In that sense, Hill House affirms Jackson’s famous opening observation that “No live organism can continue for long to exist sanely under conditions of absolute reality.” The more that Hugh and Olivia try to impose an absolute reality on the house, and to anticipate the absolute transparency of contemporary décor, the more the house kicks back and turns insane. In the process, physical and paranormal trauma become indiscernible, as Flanagan, like Jackson, tells a tale that is literally about domestic abuse, since it’s never clear whether it is the parents or the house who are the main culprits. While the series insists on the importance of believing survivors, it also presents survival as such an incomplete and ongoing venture that the message becomes one of survivors believing themselves, and other survivors, since Flanagan never really takes outside their muted and cloistered circle.

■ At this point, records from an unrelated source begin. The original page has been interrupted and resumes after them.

PR #1942, opened 2023-08-22
use custom parser for gts/gjs

patricklx:
bonus:
 * enables type aware lints
 * prettier eslint plugin (with template tag prettier plugin) will just work for gts/gjs
 * can detect unused block params in templates
 * can detect undef vars in PathExpression
 * can add eslint directive comments in mustache or html disadvantage:
* prettier will not work without template tag prettier plugin for gts/gjs files

disavdvantage:
needs specific configuration to enable the parser, as setting it globally will overwrite it.
like https://github.com/vuejs/vue-eslint-parser does.

Breaking change:
* semi rules for template part. by coincidence same as prettier.
* no-undef rule will take effect for template vars (includes js scope)
* no-unsed rule will take effect for template block params
* new config for gjs/gts, notified if not setup correctly 

e.g.
```js
// .eslintrc.js
module.exports = {
  plugins: ['ember'],
  extends: [
    'eslint:recommended',
    'plugin:ember/recommended', // or other configuration
  ],
  overrides: [
    {
      files: ['**/*.gts', '**/*.gjs'],
      parser: 'eslint-plugin-ember/gjs-gts-parser'
    },
    }
  ],
  rules: {
    // override / enable optional rules
    'ember/no-replace-test-comments': 'error'
  }
};
```

fixes https://github.com/ember-cli/eslint-plugin-ember/issues/1770
fixes https://github.com/ember-cli/eslint-plugin-ember/issues/1894
fixes https://github.com/ember-cli/eslint-plugin-ember/issues/1747
fixes https://github.com/ember-cli/eslint-plugin-ember/issues/1683
fixes https://github.com/ember-cli/eslint-plugin-ember/issues/1659
also fixes https://github.com/gitKrystan/prettier-plugin-ember-template-tag/issues/81
fixes https://github.com/gitKrystan/prettier-plugin-ember-template-tag/issues/84
closes https://github.com/ember-cli/eslint-plugin-ember/pull/1667
closes https://github.com/ember-cli/eslint-plugin-ember/issues/1957


README.md
```diff
@@ -42,6 +42,29 @@ module.exports = {
...
+  extends: [
+    'eslint:recommended',
+    'plugin:@typescript-eslint/base', // or typescript-eslint/recommended, must come before plugin:ember/recommended
+    'plugin:ember/recommended', // or other configuration
+  ],
+  rules: {
+    // override / enable optional rules
+    'ember/no-replace-test-comments': 'error'
+  }
+};
```
NullVoxPopuli, line 65: I'd prefer we specify: 
```
Overrides: [
{
  files: ["**/*.{gjs,gts}"],
  parser: 'ember',
}
]
```

patricklx: would this also be okay?
```js
{
      files: ['**/*.gts'],
      parser: 'eslint-plugin-ember/gts-parser',
    },
    {
      files: ['**/*.gjs'],
      parser: 'eslint-plugin-ember/gjs-parser',
    },
```

patricklx:
@NullVoxPopuli @bmish i just pushed a non-breaking version.
this makes the parser strategy opt-in

README.md
NullVoxPopuli: Yeah

patricklx: @NullVoxPopuli 
with the non-breaking approach I also need to overwrite the preprocessor:
so better:
```js
overrides: [
    {
      files: ['**/*.gts'],
      extends: [
        'eslint:recommended-gjs',
      ]
    },
    {
      files: ['**/*.gjs'],
      extends: [
        'eslint:recommended-gjs',
      ]
    }
  ]
  ```

**Comment by patricklx** [comment]
maybe we can then add a deprecation warning into the glimmer preprocesor. and later even error out to inform the user about the required changes

**Comment by patricklx** [comment]
@bmish @NullVoxPopuli 
I think there are two options
1. Use non breaking version and keep old code
2. breaking version, and we keep the preprocessor which only throws an error notifying the user how to setup the parser.

File: lib/preprocessors/noop.js [hunk 2]
```diff
@@ -0,0 +1,25 @@
...
+  },
+  preprocess: null,
+  postprocess: (messages, fileName) => {
+    const msgs = messages.flat();
+    if (
+      msgs.length === 1 &&
+      msgs[0].ruleId === null &&
+      msgs[0].message.startsWith('Parsing error: ')
+    ) {
+      if (!parsedFiles.has(fileName)) {
```
patricklx, line 15: this is how we check if the file went through our parser or not.
I only notify the user if a parsing error happened. We could also always notify the user if its not correctly setup.

tests/lib/rules-preprocessor/gjs-gts-parser-test.js
```diff
@@ -134,22 +156,48 @@ const valid = [
...
+    parser: '@typescript-eslint/parser',
+    filename: 'my-component.gjs',
+    code: `import Component from '@glimmer/component';
+    export default class MyComponent extends Component {
+      <template>Hello!</template>
+    }`,
+    errors: [
+      {
+        message:
+          'Parsing error: Unexpected token. A constructor, method, accessor, or property was expected.\n' +
```
patricklx, line 182: here is the error when not setting it up correctly

tests/lib/rules-preprocessor/gjs-gts-parser-test.js
```diff
@@ -134,22 +156,48 @@ const valid = [
...
+          'To lint Gjs/Gts files please follow the setup guide at https://github.com/ember-cli/eslint-plugin-ember#gtsgjs-eslint-setup',
```
patricklx, line 183: here is the error when not setting it up correctly

patricklx:
@bmish @NullVoxPopuli 
I found a way to notify the users if their eslint config needs to be updated for gts/gjs and link them to the README.md.
Or should I include the setup in the error message?

NullVoxPopuli:
In your PR description, your eslint config uses the root namespace for configuring ember stuff -- I think we need to move the community more towards an [overrides-only approach](https://github.com/embroider-build/addon-blueprint/issues/71), which I'd been trying to get folks to care about for  some time.

For example:
```js
// .eslintrc.js
module.exports = {
  overrides: [
    {
      files: ['**/*.gts'],
      parser: 'eslint-plugin-ember/gts-parser',
      plugins: ['ember'],
      extends: [
        'eslint:recommended',
        'plugin:ember/recommended', // or other configuration
      ],
    },
    {
      files: ['**/*.gjs'],
      parser: 'eslint-plugin-ember/gjs-parser',
      plugins: ['ember'],
      extends: [
        'eslint:recommended',
        'plugin:ember/recommended', // or other configuration
      ],
    },
    {
      files: ['tests/**/*.{gjs,gts}'],
      rules: {
        // override / enable optional rules
        'ember/no-replace-test-comments': 'error'
      }
    }
  ],
};
```

Reason being that it's way easier to manage long term, as it flattens the amount of cascading you force yourself in to, and you can more easily opt out of plugins, because they never existed for a particular folder in the first place.

This aligns nicely with the direction ESLint9 is going in as the current config format will be dropped. 🙃 


_this is all tangential to the PR tho_ lol

lib/preprocessors/noop.js
NullVoxPopuli: I think this is great! is there a way to check if a gjs / gts file was passed to this though? right now I have a concern about non-gjs and non-gts files hitting this message, would be over-aggressive

tests/lib/rules-preprocessor/gjs-gts-parser-test.js
```diff
@@ -472,6 +564,40 @@ describe('lint errors on the exact line as the <template> tag', () => {
   });
 });
 
+describe('supports eslint directives inside templates', () => {
```
NullVoxPopuli, line 567: oooooo

tests/lib/rules-preprocessor/gjs-gts-parser-test.js
```diff
@@ -472,6 +564,40 @@ describe('lint errors on the exact line as the <template> tag', () => {
...
+
+    const resultErrors = results.flatMap((result) => result.messages);
+    expect(resultErrors).toHaveLength(0);
+  });
+  it('works with html comment', async () => {
+    const eslint = initESLint();
+    const code = `
+    <template>
+      <div>
+        <!--eslint-disable-next-line-->
```
NullVoxPopuli, line 589: wouldn't this get shipped to users tho? 😅 
(non-blocker, just a goofiness)

NullVoxPopuli (approved):
Nice work -- thanks for iterating on this, and greatest apologies we had to revert the first time around <3

lib/preprocessors/noop.js
patricklx: Well, the preprocessor is only setup for those files

patricklx:
> In your PR description, your eslint config uses the root namespace for configuring ember stuff -- I think we need to move the community more towards an [overrides-only approach](https://github.com/embroider-build/addon-blueprint/issues/71), which I'd been trying to get folks to care about for some time.
> 
> For example:
> 
> ```js
> // .eslintrc.js
> module.exports = {
>   overrides: [
>     {
>       files: ['**/*.gts'],
>       parser: 'eslint-plugin-ember/gts-parser',
>       plugins: ['ember'],
>       extends: [
>         'eslint:recommended',
>         'plugin:ember/recommended', // or other configuration
>       ],
>     },
>     {
>       files: ['**/*.gjs'],
>       parser: 'eslint-plugin-ember/gjs-parser',
>       plugins: ['ember'],
>       extends: [
>         'eslint:recommended',
>         'plugin:ember/recommended', // or other configuration
>       ],
>     },
>     {
>       files: ['tests/**/*.{gjs,gts}'],
>       rules: {
>         // override / enable optional rules
>         'ember/no-replace-test-comments': 'error'
>       }
>     }
>   ],
> };
> ```
> 
> Reason being that it's way easier to manage long term, as it flattens the amount of cascading you force yourself in to, and you can more easily opt out of plugins, because they never existed for a particular folder in the first place.
> 
> This aligns nicely with the direction ESLint9 is going in as the current config format will be dropped. 🙃
> 
> _this is all tangential to the PR tho_ lol

That would also be good, by using extends in overrides it would not also not be strictly necessary to specify the parser. As that is set in the recommended config.
So only one config would be needed:
```js
{
      files: ['**/*.{gjs,gts}'],
      parser: 'eslint-plugin-ember/gjs-parser',
        plugins: ['ember'],
       extends: [
         'eslint:recommended',
         'plugin:ember/recommended', // or other 
}
```

patricklx:
follow-up prs i would like to include in the next major:
* #1944 
* #1943 
* #1939

patricklx:
When content-tag supports lint mode transform, the relevant code parts can be updated in a later pr. That should be a small change.
It looks like content tag will have the same ouput and meta as ember-template-tag?

patricklx:
I can make the update to this repo once content-tag has the changes.
@bmish any comments?

README.md
bmish: This seems fine, but just wondering, is there a need or benefit to separating the parsers, or can they be specified as one? 

```
overrides: [
  {
    files: ["**/*.{gjs,gts}"],
    parser: 'eslint-plugin-ember/gjs-gts-parser',
  }
]
```

lib/preprocessors/noop.js
bmish, line 1: Can you add a high-level comment at the top of this file explaining what this preprocessor is for.

README.md
```diff
@@ -42,6 +42,33 @@ module.exports = {
 };
 ```
 
+## Gts/Gjs eslint setup
```
bmish, line 45: Simpler title?

```suggestion
## gts/gjs
```

bmish, line 45: Can you add a few high-level sentences explaining why someone should bother with this Gts/Gjs setup? For someone who isn't familiar with Gts/Gjs, what is it? How can they learn more about it? Why should anyone care?

README.md
```diff
@@ -42,6 +42,33 @@ module.exports = {
...
+    },
+    {
+      files: ['**/*.gjs'],
+      parser: 'eslint-plugin-ember/gjs-parser',
+    }
+  ],
+  rules: {
+    // override / enable optional rules
+    'ember/no-replace-test-comments': 'error'
+  }
```
bmish, line 68:
```suggestion
```

README.md
```diff
@@ -42,6 +42,33 @@ module.exports = {
...
+## Gts/Gjs eslint setup
+
+```js
+// .eslintrc.js
+module.exports = {
+  plugins: ['ember'],
+  extends: [
+    'eslint:recommended',
+    'plugin:ember/recommended', // or other configuration
+  ],
```
bmish, line 54: Let's only include the new `overrides` instead of repeating the parts of the config already present above.

bmish, line 54: Let's only include the new `overrides` instead of repeating the parts of the config already present above.
```suggestion
```

lib/preprocessors/noop.js
```diff
@@ -0,0 +1,25 @@
...
+        msgs[0].message += '\n';
+        msgs[0].message +=
+          'To lint Gjs/Gts files please follow the setup guide at https://github.com/ember-cli/eslint-plugin-ember#gtsgjs-eslint-setup';
```
bmish, line 18: When is this message going to show up? I do not want to nag all users about a feature they may not care about. Shouldn't it only show up when they have Gjs/Gts files without specifying the override for them?

README.md
patricklx: we could.
we would need to detect if the extension is gts or gjs and choose by that, which internal parser should be chosen

lib/config/recommended.js
bmish, line 1: You mentioned breaking changes in various comments. Can you summarize the status in this thread? I want to confirm this PR is not a breaking change. What is the impact of this PR to existing users today? There should be no change unless opted-in using the override, right? What future breaking changes do you want to make?

README.md
bmish: Would that be simple? Is there any reason why we shouldn't just auto-detect the extension for the user? If the user doesn't care about distinguishing between these file types, then we can avoid exposing that complexity to the user, and just handle it internally, right?

lib/preprocessors/noop.js
patricklx: yes, only shows up for gts&gjs files when not correctly setup

lib/preprocessors/noop.js
patricklx: done

lib/config/recommended.js
patricklx: this is a breaking change for those having gjs/gts files.
they need to change their config, and if they do not, they will be notified via the preprocessor.postprocess

README.md
NullVoxPopuli: do you mean like, links to the RFC, a brief blurb about Polaris, etc?

lib/config/recommended.js
patricklx: @bmish what also changes is
* semi rules for template part. by coincidence same as prettier.
* no-undef rule will take effect for template vars
* no-unsed rule will take effect for template block params

patricklx:
@bmish any news about this. I updated thr description to describe the breaking changes

README.md
bmish: Yes, a one-sentence overview and links to docs/guides helps.

lib/config/recommended.js
bmish: So it sounds like there are breaking changes for mainstream users, meaning this PR would require a major release. We have an issue tracking the next major release https://github.com/ember-cli/eslint-plugin-ember/issues/1535 and it will take some work and time to get that out (I don't have much time these days).

Just to confirm, can you describe any non-breaking-change alternative approaches to releasing these changes, and let us know which approach you recommend? Brand new functionality as a breaking change can be risky since the community hasn't had an opt-in chance to test it yet.

patricklx: Well, we could keep the old preprocessor and just have the override for the new code set the new preprocessor:
```
overrides: [
    {
      files: ['**/*.gts', '**/*.gjs'],
      parser: 'eslint-plugin-ember/gjs-gts-parser',
      preprocessor: 'ember/noop'
    },
```
But i suggest to just use the parser without old code, as the goal here is to also remove ember-template-imports. 
And using another tool in the preprocessor which generates the new syntax will only cause more problems.
Combined with the fact that gts is not yet fully official , considering that it's not yet in the [release state](https://github.com/emberjs/rfcs/pull/871)
I think this is risk we can take.

bmish: Are you suggesting this shouldn't be a breaking change? Can you be clear about who this is a breaking change for?

patricklx: This is a breaking change for everyone using gts/gjs files.
I'm just saying that they should be aware of some risks, as gts not fully released yet.

patricklx:
@bmish any news for this?
Ember template imports 4 has been released.

NullVoxPopuli:
eti v4 is more a signal that content-tag should be good to go in the linting prs.

patricklx:
content tag still doesn't emit a format that's usable for linting

NullVoxPopuli:
It has a second api specifically for linting. Check my glint pr where the ranges are used

patricklx:
I will have a look, but here ranges are not enough.
Need to have a transform  which doesn't change offsets

patricklx:
mmm, so glint uses that to do it's own transform?
it's also possible to know if the template is inside a class expression or normal expression?
If so, then i could also do the custom transform here...

NullVoxPopuli (approved):
Looks great!

NullVoxPopuli:
@patricklx this one needs rebase real quick

lib/parsers/gjs-gts-parser.js
```diff
@@ -0,0 +1,498 @@
+const ContentTag = require('content-tag');
+const glimmer = require('@glimmer/syntax');
+const DocumentLines = require('../utils/document');
+const { visitorKeys: glimmerVisitorKeys } = require('@glimmer/syntax');
```
patricklx, line 4: yes, no hacky require anymore 🚀

NullVoxPopuli: What version is in use here?
Current release of glimmer/syntax is ESM only 😅

package.json
```diff
@@ -65,26 +68,28 @@
     ]
   },
   "dependencies": {
+    "@babel/eslint-parser": "^7.15.8",
     "@ember-data/rfc395-data": "^0.0.4",
-    "@glimmer/syntax": "^0.84.2",
+    "@glimmer/syntax": "^0.85.5",
```
NullVoxPopuli, line 73: Hm, this is latest. I guess require can work with an esm module in some situation.

patricklx: mmm, actually didnt test the code...

NullVoxPopuli: Is there an async location to import this?

Otherwise i wonder if a whole eslint plugin can be esm

patricklx: I think esm eslint plugin can only be used with the new config files.

patricklx:
@NullVoxPopuli this now uses latest glimmer/syntax

NullVoxPopuli (approved):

Unfortunately, that insularity, which starts as suffocating, becomes cloying in the final few episodes, producing the worst television finale I can remember. With so many timelines and spatial schemes to consider, the last episode descends into one interminable monologue after another, all of them delivered in the same half-crying, half-laughing “breathless” register. It’s during these platitudinous, pontificating and quasi-literary pronouncements that the departures from Jackson’s own perfectly poised prose style is most keenly evident. Her understatement also goes out the window, since these final moments simply involve the characters endlessly explaining the series to themselves and each other, for the kind of sequence that would be pushing it at seven minutes, let alone seventy. Having just watched Jordan Peele’s Us before I arrived at this final episode, I couldn’t help wondering whether this was the logical conclusion of white horror in the present – a family with nothing left to “other” but themselves, and nothing to do but turn in upon themselves for one turgid act of navel-gazing and self-flagellation after another. The result is close to the campier moments of American Horror Story, but without the camp, making for a pretty disappointing ending to a series that opens so evocatively. Still, those opening episodes shine on their own terms – a wonderful addition to Flanagan’s filmography, and the way it inhabits those suburban spaces that in the contemporary world seem so resistant, and yet so conducive, to horror.